This is the first project for Data Scientist Nanodegree Program. In this project, I used sklearn and supervised learning techniques on data collected for the U.S. census to help a fictitious charity organization identify people most likely to donate to their cause. I have used three supervised machine learning algorithms (Logistic Regression, K-Nearest Neighbors , K Random Forest).

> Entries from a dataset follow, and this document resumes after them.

PR #18696, opened 2023-04-15
[fix](publish) publish go ahead even if quorum is not met

dataroaring:
# Proposed changes

Issue Number: close #xxx

## Problem summary

Describe your changes.

## Checklist(Required)

## Further comments

### DIFF
--- a/fe/fe-core/src/main/java/org/apache/doris/transaction/DatabaseTransactionMgr.java
+++ b/fe/fe-core/src/main/java/org/apache/doris/transaction/DatabaseTransactionMgr.java
@@ -941,7 +941,20 @@ public class DatabaseTransactionMgr {
                                 }
                             }
 
-                            if (healthReplicaNum < quorumReplicaNum) {
+                            if (transactionState.isPublishTimeout() && healthReplicaNum > 0) {
+                                // We can not do any thing except retrying,
+                                // because publish task is assigned a version,
+                                // and doris does not permit discontinuous
+                                // versions.
+                                //
+                                // If a timeout happens, it means that the rowset
+                                // that are being publised exists on a few replicas we should go
+                                // ahead, otherwise data may be lost and thre
+                                // publish task hangs forever.
+                                LOG.info("publish version timeout for transaction {} on tablet {},"
+                                                + " with {} replicas",
+                                        transactionState, tablet, healthReplicaNum, quorumReplicaNum);
+                            } else if (healthReplicaNum < quorumReplicaNum) {
                                 LOG.info("publish version failed for transaction {} on tablet {},"
                                                 + " with only {} replicas less than quorum {}",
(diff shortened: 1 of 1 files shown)


fe/fe-core/src/main/java/org/apache/doris/transaction/DatabaseTransactionMgr.java
```diff
@@ -941,7 +941,20 @@ public void finishTransaction(long transactionId, Set<Long> errorReplicaIds) thr
...
 
-                            if (healthReplicaNum < quorumReplicaNum) {
+                            if (transactionState.isPublishTimeout() && healthReplicaNum > 0) {
+                                // We can not do any thing except retrying,
+                                // because publish task is assigned a version,
+                                // and doris does not permit discontinuous
+                                // versions.
+                                //
+                                // If a timeout happens, it means that the rowset
+                                // that are being publised exists on a few replicas we should go
```
morningman, line 951:
```suggestion
                                // that are being published exists on a few replicas we should go
```

fe/fe-core/src/main/java/org/apache/doris/transaction/DatabaseTransactionMgr.java
```diff
@@ -941,7 +941,20 @@ public void finishTransaction(long transactionId, Set<Long> errorReplicaIds) thr
...
+                                // ahead, otherwise data may be lost and thre
```
morningman, line 952:
```suggestion
                                // ahead, otherwise data may be lost and the
```

morningman: And why data will be lost?

dataroaring:
run buildall

fe/fe-core/src/main/java/org/apache/doris/transaction/DatabaseTransactionMgr.java
dataroaring: e.g. a be crashes and create a new replica on another be.

fe/fe-core/src/main/java/org/apache/doris/transaction/DatabaseTransactionMgr.java
```diff
@@ -941,7 +941,20 @@ public void finishTransaction(long transactionId, Set<Long> errorReplicaIds) thr
                                 }
                             }
 
-                            if (healthReplicaNum < quorumReplicaNum) {
+                            if (transactionState.isPublishTimeout() && healthReplicaNum > 0) {
```
morningman, line 944: I suggest to add a config to enable this feature, and default is disabled.
Because the clone speed may not catch up the load speed, causing data with single replica for a long time.

PR #18816, opened 2023-04-19
[Enchancement](auth) Forbid to login doris from 127.0.0.1 without password

Cai-Yao:
# Proposed changes

Issue Number: close #xxx

## Problem summary

Handle the case that user forgot the password

### Before

root and admin user is allowed to login from 127.0.0.1, in case user forget password

### After

add a new FE config `skip_auth_check`, the default is false.
If true, the auth check will be skipped.so that login to Doris without a password.

## Checklist(Required)

## Further comments


fe/fe-core/src/main/java/org/apache/doris/mysql/privilege/Auth.java
```diff
@@ -171,8 +172,8 @@ public void mergeRolesNoCheckName(List<String> roles, Role savedRole) throws Ddl
      */
     public void checkPassword(String remoteUser, String remoteHost, byte[] remotePasswd, byte[] randomString,
             List<UserIdentity> currentUser) throws AuthenticationException {
-        if ((remoteUser.equals(ROOT_USER) || remoteUser.equals(ADMIN_USER)) && remoteHost.equals("127.0.0.1")) {
-            // root and admin user is allowed to login from 127.0.0.1, in case user forget password.
+        if ((remoteUser.equals(ROOT_USER) || remoteUser.equals(ADMIN_USER)) && Config.skip_auth_check) {
```
CalvinKirs, line 175: I haven't looked at the calling process, but generally speaking, we recommend constant.equals to prevent NPE.
it's difficult for us to check whether the caller has done the corresponding null value detection.

```
eg: ROOT_USER.equals(remoteUser)
```

Cai-Yao: OK, I will modify this.

docs/en/docs/admin-manual/privilege-ldap/user-privilege.md
```diff
@@ -236,9 +236,9 @@ ADMIN_PRIV and GRANT_PRIV have the authority of **"grant authority"** at the sam
 
 5. Forget passwords
 
-	If you forget your password and cannot log in to Doris, you can log in to Doris without a password using the following command on the machine where the Doris FE node is located:
+	If you forget your password and cannot log in to Doris, you can add `skip_auth_check` in fe config so that logging to Doris without a password in localhost.
 
-	`mysql-client -h 127.0.0.1 -P query_port -uroot`
+	`skip_auth_check = true`
```
yiguolei, line 241: change to  skip_localhost_auth_check

yiguolei:
run buildall

yiguolei (approved):
LGTM

docs/en/docs/admin-manual/privilege-ldap/user-privilege.md
```diff
@@ -236,9 +236,9 @@ ADMIN_PRIV and GRANT_PRIV have the authority of **"grant authority"** at the sam
 
 5. Forget passwords
 
-	If you forget your password and cannot log in to Doris, you can log in to Doris without a password using the following command on the machine where the Doris FE node is located:
+	If you forget your password and cannot log in to Doris, you can add `skip_localhost_auth_check` in fe config so that logging to Doris without a password in localhost.
```
morningman, line 239: Do we need to restart FE? If yes, please add it in doc

fe/fe-common/src/main/java/org/apache/doris/common/Config.java
```diff
@@ -2116,5 +2116,12 @@ public class Config extends ConfigBase {
      */
     @ConfField(mutable = true)
     public static boolean infodb_support_ext_catalog = false;
+
+    /**
+     * If true, auth check will be disabled. The default value is false.
+     * This is to solve the case that user forgot the password.
+     */
+    @ConfField(mutable = true)
```
morningman, line 2124: The mutable should be `false`, otherwise user can set it via http api

docs/en/docs/admin-manual/privilege-ldap/user-privilege.md
Cai-Yao: Need restart FE

Cai-Yao:
https://github.com/apache/doris/pull/18996

PR #18822, opened 2023-04-19
[fix](schema_change) remove shadow prefix of schema for tablesink

dataroaring:
LSC updates tablet's schema in writing. Be optimized adding columns via linked schema change and it distinguishes adding by comparing column name. e.g. if new column's name is not found in old schema, then it is a newly-add column.

When a table is under schema-changing, it adds __doris_shadow_ prefix in name of columns in shadow index. Then  writes during schema-changing would bring schema with __doris_shadow_ to be. If schema change request arrives at be after writes, then be do it as a add-column schema change due to __doris_shadow_ is not in base tablet.

# Proposed changes

Issue Number: close #xxx

## Problem summary

Describe your changes.

## Checklist(Required)

## Further comments

### DIFF
--- a/fe/fe-core/src/main/java/org/apache/doris/planner/OlapTableSink.java
+++ b/fe/fe-core/src/main/java/org/apache/doris/planner/OlapTableSink.java
@@ -212,7 +212,7 @@ public class OlapTableSink extends DataSink {
             List<String> columns = Lists.newArrayList();
             List<TColumn> columnsDesc = Lists.newArrayList();
             List<TOlapTableIndex> indexDesc = Lists.newArrayList();
-            columns.addAll(indexMeta.getSchema().stream().map(Column::getName).collect(Collectors.toList()));
+            columns.addAll(indexMeta.getSchema().stream().map(Column::getNonShadowName).collect(Collectors.toList()));
             for (Column column : indexMeta.getSchema()) {
                 TColumn tColumn = column.toThrift();
                 column.setIndexFlag(tColumn, table);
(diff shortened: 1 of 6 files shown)


dataroaring:
run buildall

dataroaring:
run buildall

dataroaring:
run buildall

dataroaring:
run buildall

dataroaring:
run buildall

fe/fe-core/src/main/java/org/apache/doris/planner/OlapTableSink.java
```diff
@@ -212,7 +212,7 @@ private TOlapTableSchemaParam createSchema(long dbId, OlapTable table) {
             List<String> columns = Lists.newArrayList();
             List<TColumn> columnsDesc = Lists.newArrayList();
             List<TOlapTableIndex> indexDesc = Lists.newArrayList();
-            columns.addAll(indexMeta.getSchema().stream().map(Column::getName).collect(Collectors.toList()));
+            columns.addAll(indexMeta.getSchema().stream().map(Column::getNonShadowName).collect(Collectors.toList()));
```
morningman, line 215: The column with `__doris_shadow_` prefix can only be created when doing `modify column`.
And most of `modify column` operation is not a "light schema change" operation.
But there is an exception, which is doing "modify varchar column's length", which is a `modify column` operation
and will do "light schema change".

So I think we should handle it in `SchemaChangeHandler.processModifyColumn()`, to avoid creating column with
shadow prefix if it is a light schema change, instead of modifying here.

And on BE side, there will still be column with shadow prefix, eg, modify column without light schema change

morningman: Oh, I see.
The `columns` here is for loading task, and the schema will be saved in rowset's meta(not tablet's meta).
And for rowset meta, there should be no column with `shadow` prefix.

morningman (approved):
LGTM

The modified census dataset consists of approximately 32,000 data points, with each datapoint having 13 features. This dataset is a modified version of the dataset published in the paper "Scaling Up the Accuracy of Naive-Bayes Classifiers: a Decision-Tree Hybrid", by Ron Kohavi. You may find this paper online, with the original dataset hosted on UCI.
- age: continuous.
- workclass: Private, Self-emp-not-inc, Self-emp-inc, Federal-gov, Local-gov, State-gov, Without-pay, Never-worked.
- education: Bachelors, Some-college, 11th, HS-grad, Prof-school, Assoc-acdm, Assoc-voc, 9th, 7th-8th, 12th, Masters, 1st-4th, 10th, Doctorate, 5th-6th, Preschool.
- education-num: continuous.
- marital-status: Married-civ-spouse, Divorced, Never-married, Separated, Widowed, Married-spouse-absent, Married-AF-spouse.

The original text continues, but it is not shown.